Reggio’s Weblog

Un sueño estival, Asturias y su autismo político, de Lorenzo Cordero en La Voz de Asturias

Posted in Asturias, Política by reggio on 21 agosto, 2008

El ojo del tigre

Cuentan los sabios guías doctrinales de la sociedad autonómica asturiana que las deficientes vías de comunicación impiden que Asturias culmine felizmente su proceso de desarrollo económico y social. Aseguran que sería suficiente con que la señora ministra de Fomento dejase de tartamudear cada vez que inicia conversaciones sobre logística regional con los representantes del Gobierno del Principado, para que ese obstáculo desapareciera ipso facto y Asturias desplegase su estrategia de bienestar hasta el último rincón de esta endiablada orografía que arruga al Paraíso Natural.

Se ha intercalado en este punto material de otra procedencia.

PR #2021, opened 2026-07-07
deprecation: remove labels marked as to be deprecated

FouoF:
**What type of PR is this?**

/kind deprecation

Fixes #

## Summary by CodeRabbit

* **Documentation**
  * Updated the Prometheus help text for container device memory metrics to be shorter and clearer.
* **Bug Fixes**
  * Adjusted container device memory metrics so the non-legacy metric now uses a reduced label set (removing several detailed labels), while the legacy metric continues to include the prior detailed labeling.

### DIFF
--- a/cmd/vGPUmonitor/metrics.go
+++ b/cmd/vGPUmonitor/metrics.go
@@ -110,7 +110,7 @@ var (
 	)
 	ctrDeviceMemorydesc = prometheus.NewDesc(
 		"hami_container_device_memory_bytes",
-		`Container device memory usage breakdown in bytes`,
+		`Container device memory usage in bytes`,
 		[]string{"namespace", "pod", "container", "vdevice_index", "device_uuid"}, nil,
 	)
 	ctrDeviceUtilizationdesc = prometheus.NewDesc(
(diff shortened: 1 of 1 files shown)


cmd/vGPUmonitor/metrics.go
```diff
@@ -110,8 +110,8 @@ var (
 	)
 	ctrDeviceMemorydesc = prometheus.NewDesc(
 		"hami_container_device_memory_bytes",
-		`Container device memory usage breakdown in bytes (The label "context_size", "module_size", "buffer_size" and "offset" will be deprecated in v2.10.0, use hami_vgpu_memory_context_bytes, hami_vgpu_memory_module_bytes and hami_vgpu_memory_buffer_bytes instead)`,
-		[]string{"namespace", "pod", "container", "vdevice_index", "device_uuid", "context_size", "module_size", "buffer_size", "offset"}, nil,
+		`Container device memory usage breakdown in bytes`,
+		[]string{"namespace", "pod", "container", "vdevice_index", "device_uuid"}, nil,
 	)
```
mesutoezdil, line 115: descriptor now expects 5 labels, but `collectContainerMetrics` at line 534 still passes `memoryLabels` (9 values)
prometh will return a cardinality error, causing early return and dropping all remaining container metrics 

call on line 534 needs to use `labels` instead of `memoryLabels`

mesutoezdil:
the help text still says "breakdown in bytes" but the breakdown labels are gone now.
should this just be "usage in bytes"?

archlitchi (approved):
/lgtm

PR #2024, opened 2026-07-07
fix: require Ascend core resource for soft slicing

fyuan1316:
## Summary

This PR adds an admission-time validation for Ascend soft slicing.

When a pod explicitly selects HAMi soft slicing with:

```yaml
metadata:
  annotations:
    huawei.com/vnpu-mode: hami-core
```

and the Ascend device config defines a `resourceCoreName`, the workload must request the corresponding core resource together with the memory resource. Otherwise the admission webhook now rejects the pod with a clear error.

This prevents memory-only soft-slicing requests from silently entering the template-matching path where the actual allocated memory can be greater than the requested value.

## Changes

- Validate `hami-core` Ascend workloads in `MutateAdmission`.
- Require the configured `resourceCoreName` when soft slicing is requested.
- Keep the validation scoped to configs that define a core resource, so legacy configs without `resourceCoreName` are not affected.
- Add a unit test for the memory-only rejection case.

## Related

- Related issue: Project-HAMi/ascend-device-plugin#101
- Related docs PR: Project-HAMi/ascend-device-plugin#102
- Discussion issue: #2027
## Test

- `go test ./pkg/device/ascend`
- `go test ./pkg/device`
- `go test ./pkg/scheduler`
- `git diff --check`

## Summary by CodeRabbit

* **Bug Fixes**
  * Strengthened admission checks for vNPU core mode: containers are now rejected unless they specify a **positive** quantity for the configured core resource in either resource **limits** or **requests** (not just memory).
  * Updated the rejection message to require requesting the configured core resource together with the corresponding memory resource.
* **Tests**
  * Expanded vNPU core mode tests with new failure cases for missing core requests and core requests set to zero, including assertions on the expected error content.

### DIFF
--- a/pkg/device/ascend/device.go
+++ b/pkg/device/ascend/device.go
@@ -153,6 +153,10 @@ func (dev *Devices) MutateAdmission(ctr *corev1.Container, p *corev1.Pod) (bool,
 	isHAMiCore := (vnpuMode == VNPUModeHamiCore)
 
 	if isHAMiCore {
+		if dev.config.ResourceCoreName != "" && !dev.hasPositiveCoreResourceRequest(ctr) {
+			return false, fmt.Errorf("ascend soft slicing requires positive core resource %s to be requested together with %s", dev.config.ResourceCoreName, dev.config.ResourceMemoryName)
+		}
+
 		klog.V(3).Infof("Ascend core resource detected, injecting postStart lifecycle for container %s", ctr.Name)
 
 		if ctr.Lifecycle == nil {
@@ -198,6 +202,15 @@ func (dev *Devices) MutateAdmission(ctr *corev1.Container, p *corev1.Pod) (bool,
 		p.Spec.RuntimeClassName = &dev.config.RuntimeClassName
 	}
 	return true, nil
+}
+
+func (dev *Devices) hasPositiveCoreResourceRequest(ctr *corev1.Container) bool {
+	coreName := corev1.ResourceName(dev.config.ResourceCoreName)
+	if core, ok := ctr.Resources.Limits[coreName]; ok {
+		return core.Value() > 0
+	}
+	core, ok := ctr.Resources.Requests[coreName]
+	return ok && core.Value() > 0
 }
 
 func (dev *Devices) GetNodeDevices(n corev1.Node) ([]*device.DeviceInfo, error) {
--- a/pkg/device/ascend/device_test.go
+++ b/pkg/device/ascend/device_test.go
@@ -805,9 +805,10 @@ func Test_MutateAdmission_VNPUCoreMode(t *testing.T) {
 			ctr corev1.Container
 			pod corev1.Pod
 		}
-		wantPostStart bool
-		wantMem       int64
-		wantCore      int64
+		wantPostStart   bool
+		wantMem         int64
+		wantCore        int64
+		wantErrContains string
 	}{
 		{
 			name: "vNPU-mode hami-core: inject postStart and keep raw memory",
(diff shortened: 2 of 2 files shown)


DSFans2014 (commented):
/lgtm

archlitchi:
I don't think this is the right way to do so, because we will support compete mode for HAMi-core vNPU mode, like we do for NVIDIA, task without 'core' resource will compete on computing cores with each other

fyuan1316:
> I don't think this is the right way to do so, because we will support compete mode for HAMi-core vNPU mode, like we do for NVIDIA, task without 'core' resource will compete on computing cores with each other

@archlitchi:
Thanks for the clarification. I agree with your point.

After checking the design and implementation of other device types, especially the NVIDIA path, I agree that this PR is too strict. It would reject valid hami-core workloads that intentionally omit `*-core` and rely on compute competition.

What I still want to address is the memory-only hami-core case: when a user sets `huawei.com/vnpu-mode: hami-core` and requests `*-memory`, the requested memory should be used as the hami-core memory quota, while `*-core` remains optional.

I think there are two possible ways to implement this:

1. Extend `GenerateResourceRequests` to receive Pod context, so Ascend can check the `hami-core` annotation directly.

2. Keep the existing interface and add an optional pod-aware request generation path only for devices that need Pod context, falling back to the current `GenerateResourceRequests` for others.

In both cases:
- `hami-core + memory only` keeps `Coresreq=0` and supports compute-compete mode
- `hami-core + memory + core` uses an explicit core quota
- non-`hami-core` workloads keep the existing template-based behavior

Do you think either of these directions is acceptable, or would you suggest a better approach?

archlitchi:
> > I don't think this is the right way to do so, because we will support compete mode for HAMi-core vNPU mode, like we do for NVIDIA, task without 'core' resource will compete on computing cores with each other
> 
> @archlitchi: Thanks for the clarification. I agree with your point.
> 
> After checking the design and implementation of other device types, especially the NVIDIA path, I agree that this PR is too strict. It would reject valid hami-core workloads that intentionally omit `*-core` and rely on compute competition.
> 
> What I still want to address is the memory-only hami-core case: when a user sets `huawei.com/vnpu-mode: hami-core` and requests `*-memory`, the requested memory should be used as the hami-core memory quota, while `*-core` remains optional.
> 
> I think there are two possible ways to implement this:
> 
> 1. Extend `GenerateResourceRequests` to receive Pod context, so Ascend can check the `hami-core` annotation directly.
> 2. Keep the existing interface and add an optional pod-aware request generation path only for devices that need Pod context, falling back to the current `GenerateResourceRequests` for others.
> 
> In both cases:
> 
> * `hami-core + memory only` keeps `Coresreq=0` and supports compute-compete mode
> * `hami-core + memory + core` uses an explicit core quota
> * non-`hami-core` workloads keep the existing template-based behavior
> 
> Do you think either of these directions is acceptable, or would you suggest a better approach?

yeah, i think we can use Option 1, passing the pod context is reasonable for this method

pkg/device/ascend/device.go
```diff
@@ -153,6 +153,10 @@ func (dev *Devices) MutateAdmission(ctr *corev1.Container, p *corev1.Pod) (bool,
 	isHAMiCore := (vnpuMode == VNPUModeHamiCore)
 
 	if isHAMiCore {
+		if dev.config.ResourceCoreName != "" && !dev.hasPositiveCoreResourceRequest(ctr) {
+			return false, fmt.Errorf("ascend soft slicing requires positive core resource %s to be requested together with %s", dev.config.ResourceCoreName, dev.config.ResourceMemoryName)
```
mesutoezdil, line 157: pr #2035 removes the entire `if isHAMiCore` block. if #2035 merges after this, this check will be silently dropped. both prs touch the same region and need to be coordinated before either merges?

mesutoezdil:
@fyuan1316 are you planning the option 1 rework, just reminder: prs and issues inactive for 14 days get closed and this one has about 2 days left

Pero yo no lo creo. Sospecho que tiene que haber otras causas más creíbles –pero silenciadas maliciosamente- para explicar convincentemente la actual depresión regional.

La excusa de las comunicaciones deficientes se empezó a utilizar en la década de los años 60 (siglo XX); precisamente, cuando a propósito de una campaña iniciada en solitario por este periódico, que, entonces, parecía otro aunque con la misma cabecera, para que en torno a ENSIDESA se creara una tupida red de pequeñas y medianas empresas dedicadas a la transformación de los productos básicos que elaboraba la enorme siderúrgica. Un alto ejecutivo de la entonces empresa nacional argumentó que mientras Asturias no tuviera unas comunicaciones modernas era imposible acometer el desarrollo integral de aquel enorme paquidermo del INI.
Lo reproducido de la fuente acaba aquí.